From CDCL's standpoint, the ramification of this is that both "outcome inheritance" and "inter-outcome dependencies" (e.g. prohibiting line-item redaction) do not cross document boundaries, such as would otherwise have to be the case if CDCL respected the concept of document containment within other documents. So, in a containment model, an author would be permitted to write just a single rule governing disclosure of a document node that contains another document, and that contained document would inherit the applicable outcome. But since containment is not recognized and since there is no respect for relationships between documents, the author must consider drafting a separate policy for the other document. Remember that rulesheets may be associated to document Problem Space and/or to Primary Custodian at the rulesheet level. They shall not be associated to "information exchange" at this same level. Instead, as outlined above, dependencies on "information exchange" may be part of individual rule dependencies on client context.
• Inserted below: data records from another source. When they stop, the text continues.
PR #5113, opened 2021-03-11
docs: cleanup optional feature table

buengese:
The features table had quite a few mistakes this fixes them. We should really autogenerate this table.


ncw:
Thank you for doing this - looks much better :-)

I'll merge it now.

ncw (approved):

Since inheritance and inter-outcome dependencies are only conveniences for defining elaborate outcome logic, there is actually no negative impact if allowing such when crossing document boundaries; containment does not necessarily violate respect for primary custodianship, in other words. However, a problem lies in the fact that policy may differ when an entity is acting as primary custodian versus acting as a stakeholder. In an environment that permits containment, there is no economical way (perhaps no reasonable way) to assemble the rulesheet deck such that entity A's primary custodian policy is enforced for only document A content and not for document B content. At the same time, there is no economical way (perhaps no reasonable way) to assemble the deck such that entity A's stakeholder policy is enforced for only document B content and not for document A content. Containment creates scenarios where entity A's primary custodian policy and its stakeholder policy, which may be contradictory or possess logical discrepancies when taken together, are enforced simultaneously on the same data. It is for this reason that containment (i.e. more than one primary custodian appearing within a document) is an unrecognized concept within CDCL and that document attachments as a concept is favored. However, this does not prohibit the entities engaged in an information exchange from moving forward with their own containment concept, but this necessitates that all the data in the resulting document is to be considered under the auspices of a single primary custodian.